Collected data entries
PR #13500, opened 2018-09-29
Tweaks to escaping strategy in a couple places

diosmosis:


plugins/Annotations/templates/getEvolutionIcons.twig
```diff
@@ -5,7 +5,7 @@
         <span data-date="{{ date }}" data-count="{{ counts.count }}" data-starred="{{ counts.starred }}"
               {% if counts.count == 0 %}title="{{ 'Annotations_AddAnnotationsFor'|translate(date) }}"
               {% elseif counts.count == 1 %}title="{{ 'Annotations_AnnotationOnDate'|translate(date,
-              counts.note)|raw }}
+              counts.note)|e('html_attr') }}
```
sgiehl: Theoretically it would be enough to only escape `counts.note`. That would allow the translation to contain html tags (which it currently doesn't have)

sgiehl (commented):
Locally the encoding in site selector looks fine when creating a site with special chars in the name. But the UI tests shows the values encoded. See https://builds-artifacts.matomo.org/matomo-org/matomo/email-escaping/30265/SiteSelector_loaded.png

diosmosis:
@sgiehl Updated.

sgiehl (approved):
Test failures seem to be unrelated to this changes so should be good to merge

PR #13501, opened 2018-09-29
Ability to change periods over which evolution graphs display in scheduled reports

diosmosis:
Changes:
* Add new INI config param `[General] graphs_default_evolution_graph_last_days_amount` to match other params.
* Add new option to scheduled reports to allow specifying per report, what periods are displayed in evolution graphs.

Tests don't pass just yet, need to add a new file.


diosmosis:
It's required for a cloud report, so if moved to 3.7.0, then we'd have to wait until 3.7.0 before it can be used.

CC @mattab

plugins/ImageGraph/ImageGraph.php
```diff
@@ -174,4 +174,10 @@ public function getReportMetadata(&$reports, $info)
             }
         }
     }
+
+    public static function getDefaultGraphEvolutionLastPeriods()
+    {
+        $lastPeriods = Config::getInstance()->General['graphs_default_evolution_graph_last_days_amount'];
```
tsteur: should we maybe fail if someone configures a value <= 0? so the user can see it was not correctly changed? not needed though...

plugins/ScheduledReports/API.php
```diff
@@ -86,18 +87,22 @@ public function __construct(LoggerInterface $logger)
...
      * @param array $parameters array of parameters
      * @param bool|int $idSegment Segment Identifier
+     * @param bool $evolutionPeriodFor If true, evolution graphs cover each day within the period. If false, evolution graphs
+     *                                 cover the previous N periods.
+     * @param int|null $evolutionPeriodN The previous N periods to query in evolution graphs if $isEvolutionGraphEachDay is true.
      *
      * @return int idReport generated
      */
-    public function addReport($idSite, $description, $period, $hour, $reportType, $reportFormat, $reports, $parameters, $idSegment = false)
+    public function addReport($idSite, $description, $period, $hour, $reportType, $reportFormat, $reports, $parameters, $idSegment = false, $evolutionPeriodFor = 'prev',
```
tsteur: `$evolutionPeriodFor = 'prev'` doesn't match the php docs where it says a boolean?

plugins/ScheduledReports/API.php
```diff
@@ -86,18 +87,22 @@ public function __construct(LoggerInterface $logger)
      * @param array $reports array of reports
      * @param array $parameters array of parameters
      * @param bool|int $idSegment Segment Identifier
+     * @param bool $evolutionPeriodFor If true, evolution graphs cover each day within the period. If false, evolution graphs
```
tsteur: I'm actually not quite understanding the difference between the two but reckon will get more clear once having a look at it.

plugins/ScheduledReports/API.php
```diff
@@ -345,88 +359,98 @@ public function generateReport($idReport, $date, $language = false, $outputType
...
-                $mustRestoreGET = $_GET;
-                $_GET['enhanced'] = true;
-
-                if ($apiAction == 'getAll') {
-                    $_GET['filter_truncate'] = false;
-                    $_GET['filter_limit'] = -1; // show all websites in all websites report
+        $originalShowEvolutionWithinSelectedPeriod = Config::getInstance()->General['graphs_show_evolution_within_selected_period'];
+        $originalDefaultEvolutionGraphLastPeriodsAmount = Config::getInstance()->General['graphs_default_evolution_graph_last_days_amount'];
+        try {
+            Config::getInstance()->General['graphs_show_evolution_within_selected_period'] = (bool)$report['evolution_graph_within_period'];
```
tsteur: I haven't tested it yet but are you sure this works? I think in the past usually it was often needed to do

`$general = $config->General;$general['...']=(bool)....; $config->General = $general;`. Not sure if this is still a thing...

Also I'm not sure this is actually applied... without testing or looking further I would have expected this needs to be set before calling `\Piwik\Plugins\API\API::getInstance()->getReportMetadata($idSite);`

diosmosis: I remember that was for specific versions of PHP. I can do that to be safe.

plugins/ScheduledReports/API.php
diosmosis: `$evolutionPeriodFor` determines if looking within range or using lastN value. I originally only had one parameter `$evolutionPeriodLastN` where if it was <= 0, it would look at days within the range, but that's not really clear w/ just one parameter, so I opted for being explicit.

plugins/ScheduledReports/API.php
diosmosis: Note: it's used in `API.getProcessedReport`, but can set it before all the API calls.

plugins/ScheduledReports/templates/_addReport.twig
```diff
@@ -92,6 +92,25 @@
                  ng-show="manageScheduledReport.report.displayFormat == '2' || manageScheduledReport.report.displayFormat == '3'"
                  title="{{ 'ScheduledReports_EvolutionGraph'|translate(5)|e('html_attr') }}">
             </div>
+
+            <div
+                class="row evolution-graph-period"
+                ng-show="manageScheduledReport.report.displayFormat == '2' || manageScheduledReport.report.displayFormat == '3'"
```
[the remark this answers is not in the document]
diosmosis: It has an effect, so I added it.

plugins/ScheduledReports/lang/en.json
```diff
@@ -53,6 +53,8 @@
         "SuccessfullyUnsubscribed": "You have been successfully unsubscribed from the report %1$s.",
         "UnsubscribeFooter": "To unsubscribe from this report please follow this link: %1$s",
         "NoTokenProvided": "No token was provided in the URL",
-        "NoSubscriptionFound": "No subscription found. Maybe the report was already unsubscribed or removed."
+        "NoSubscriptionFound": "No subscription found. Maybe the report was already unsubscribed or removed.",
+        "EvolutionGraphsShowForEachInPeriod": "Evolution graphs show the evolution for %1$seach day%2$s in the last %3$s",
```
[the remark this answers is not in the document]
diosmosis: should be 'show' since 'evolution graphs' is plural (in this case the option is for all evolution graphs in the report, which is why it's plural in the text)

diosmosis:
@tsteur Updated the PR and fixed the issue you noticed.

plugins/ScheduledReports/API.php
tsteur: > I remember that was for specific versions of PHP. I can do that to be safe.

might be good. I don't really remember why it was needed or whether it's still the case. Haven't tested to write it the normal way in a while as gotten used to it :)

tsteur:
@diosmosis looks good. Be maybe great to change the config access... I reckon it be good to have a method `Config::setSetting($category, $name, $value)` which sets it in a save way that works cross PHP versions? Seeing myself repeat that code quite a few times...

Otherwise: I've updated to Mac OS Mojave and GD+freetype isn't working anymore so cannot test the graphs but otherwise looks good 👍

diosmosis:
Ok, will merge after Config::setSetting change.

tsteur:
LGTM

§ **Task description**:
Take the entries above and repeat them. Alter nothing.

§ **Exercise response**:
PR #13500, opened 2018-09-29
Tweaks to escaping strategy in a couple places

diosmosis:


plugins/Annotations/templates/getEvolutionIcons.twig
```diff
@@ -5,7 +5,7 @@
         <span data-date="{{ date }}" data-count="{{ counts.count }}" data-starred="{{ counts.starred }}"
               {% if counts.count == 0 %}title="{{ 'Annotations_AddAnnotationsFor'|translate(date) }}"
               {% elseif counts.count == 1 %}title="{{ 'Annotations_AnnotationOnDate'|translate(date,
-              counts.note)|raw }}
+              counts.note)|e('html_attr') }}
```
sgiehl: Theoretically it would be enough to only escape `counts.note`. That would allow the translation to contain html tags (which it currently doesn't have)

sgiehl (commented):
Locally the encoding in site selector looks fine when creating a site with special chars in the name. But the UI tests shows the values encoded. See https://builds-artifacts.matomo.org/matomo-org/matomo/email-escaping/30265/SiteSelector_loaded.png

diosmosis:
@sgiehl Updated.

sgiehl (approved):
Test failures seem to be unrelated to this changes so should be good to merge

PR #13501, opened 2018-09-29
Ability to change periods over which evolution graphs display in scheduled reports

diosmosis:
Changes:
* Add new INI config param `[General] graphs_default_evolution_graph_last_days_amount` to match other params.
* Add new option to scheduled reports to allow specifying per report, what periods are displayed in evolution graphs.

Tests don't pass just yet, need to add a new file.


diosmosis:
It's required for a cloud report, so if moved to 3.7.0, then we'd have to wait until 3.7.0 before it can be used.

CC @mattab

plugins/ImageGraph/ImageGraph.php
```diff
@@ -174,4 +174,10 @@ public function getReportMetadata(&$reports, $info)
             }
         }
     }
+
+    public static function getDefaultGraphEvolutionLastPeriods()
+    {
+        $lastPeriods = Config::getInstance()->General['graphs_default_evolution_graph_last_days_amount'];
```
tsteur: should we maybe fail if someone configures a value <= 0? so the user can see it was not correctly changed? not needed though...

plugins/ScheduledReports/API.php
```diff
@@ -86,18 +87,22 @@ public function __construct(LoggerInterface $logger)
...
      * @param array $parameters array of parameters
      * @param bool|int $idSegment Segment Identifier
+     * @param bool $evolutionPeriodFor If true, evolution graphs cover each day within the period. If false, evolution graphs
+     *                                 cover the previous N periods.
+     * @param int|null $evolutionPeriodN The previous N periods to query in evolution graphs if $isEvolutionGraphEachDay is true.
      *
      * @return int idReport generated
      */
-    public function addReport($idSite, $description, $period, $hour, $reportType, $reportFormat, $reports, $parameters, $idSegment = false)
+    public function addReport($idSite, $description, $period, $hour, $reportType, $reportFormat, $reports, $parameters, $idSegment = false, $evolutionPeriodFor = 'prev',
```
tsteur: `$evolutionPeriodFor = 'prev'` doesn't match the php docs where it says a boolean?

plugins/ScheduledReports/API.php
```diff
@@ -86,18 +87,22 @@ public function __construct(LoggerInterface $logger)
      * @param array $reports array of reports
      * @param array $parameters array of parameters
      * @param bool|int $idSegment Segment Identifier
+     * @param bool $evolutionPeriodFor If true, evolution graphs cover each day within the period. If false, evolution graphs
```
tsteur: I'm actually not quite understanding the difference between the two but reckon will get more clear once having a look at it.

plugins/ScheduledReports/API.php
```diff
@@ -345,88 +359,98 @@ public function generateReport($idReport, $date, $language = false, $outputType
...
-                $mustRestoreGET = $_GET;
-                $_GET['enhanced'] = true;
-
-                if ($apiAction == 'getAll') {
-                    $_GET['filter_truncate'] = false;
-                    $_GET['filter_limit'] = -1; // show all websites in all websites report
+        $originalShowEvolutionWithinSelectedPeriod = Config::getInstance()->General['graphs_show_evolution_within_selected_period'];
+        $originalDefaultEvolutionGraphLastPeriodsAmount = Config::getInstance()->General['graphs_default_evolution_graph_last_days_amount'];
+        try {
+            Config::getInstance()->General['graphs_show_evolution_within_selected_period'] = (bool)$report['evolution_graph_within_period'];
```
tsteur: I haven't tested it yet but are you sure this works? I think in the past usually it was often needed to do

`$general = $config->General;$general['...']=(bool)....; $config->General = $general;`. Not sure if this is still a thing...

Also I'm not sure this is actually applied... without testing or looking further I would have expected this needs to be set before calling `\Piwik\Plugins\API\API::getInstance()->getReportMetadata($idSite);`

diosmosis: I remember that was for specific versions of PHP. I can do that to be safe.

plugins/ScheduledReports/API.php
diosmosis: `$evolutionPeriodFor` determines if looking within range or using lastN value. I originally only had one parameter `$evolutionPeriodLastN` where if it was <= 0, it would look at days within the range, but that's not really clear w/ just one parameter, so I opted for being explicit.

plugins/ScheduledReports/API.php
diosmosis: Note: it's used in `API.getProcessedReport`, but can set it before all the API calls.

plugins/ScheduledReports/templates/_addReport.twig
```diff
@@ -92,6 +92,25 @@
                  ng-show="manageScheduledReport.report.displayFormat == '2' || manageScheduledReport.report.displayFormat == '3'"
                  title="{{ 'ScheduledReports_EvolutionGraph'|translate(5)|e('html_attr') }}">
             </div>
+
+            <div
+                class="row evolution-graph-period"
+                ng-show="manageScheduledReport.report.displayFormat == '2' || manageScheduledReport.report.displayFormat == '3'"
```
[the remark this answers is not in the document]
diosmosis: It has an effect, so I added it.

plugins/ScheduledReports/lang/en.json
```diff
@@ -53,6 +53,8 @@
         "SuccessfullyUnsubscribed": "You have been successfully unsubscribed from the report %1$s.",
         "UnsubscribeFooter": "To unsubscribe from this report please follow this link: %1$s",
         "NoTokenProvided": "No token was provided in the URL",
-        "NoSubscriptionFound": "No subscription found. Maybe the report was already unsubscribed or removed."
+        "NoSubscriptionFound": "No subscription found. Maybe the report was already unsubscribed or removed.",
+        "EvolutionGraphsShowForEachInPeriod": "Evolution graphs show the evolution for %1$seach day%2$s in the last %3$s",
```
[the remark this answers is not in the document]
diosmosis: should be 'show' since 'evolution graphs' is plural (in this case the option is for all evolution graphs in the report, which is why it's plural in the text)

diosmosis:
@tsteur Updated the PR and fixed the issue you noticed.

plugins/ScheduledReports/API.php
tsteur: > I remember that was for specific versions of PHP. I can do that to be safe.

might be good. I don't really remember why it was needed or whether it's still the case. Haven't tested to write it the normal way in a while as gotten used to it :)

tsteur:
@diosmosis looks good. Be maybe great to change the config access... I reckon it be good to have a method `Config::setSetting($category, $name, $value)` which sets it in a save way that works cross PHP versions? Seeing myself repeat that code quite a few times...

Otherwise: I've updated to Mac OS Mojave and GD+freetype isn't working anymore so cannot test the graphs but otherwise looks good 👍

diosmosis:
Ok, will merge after Config::setSetting change.

tsteur:
LGTM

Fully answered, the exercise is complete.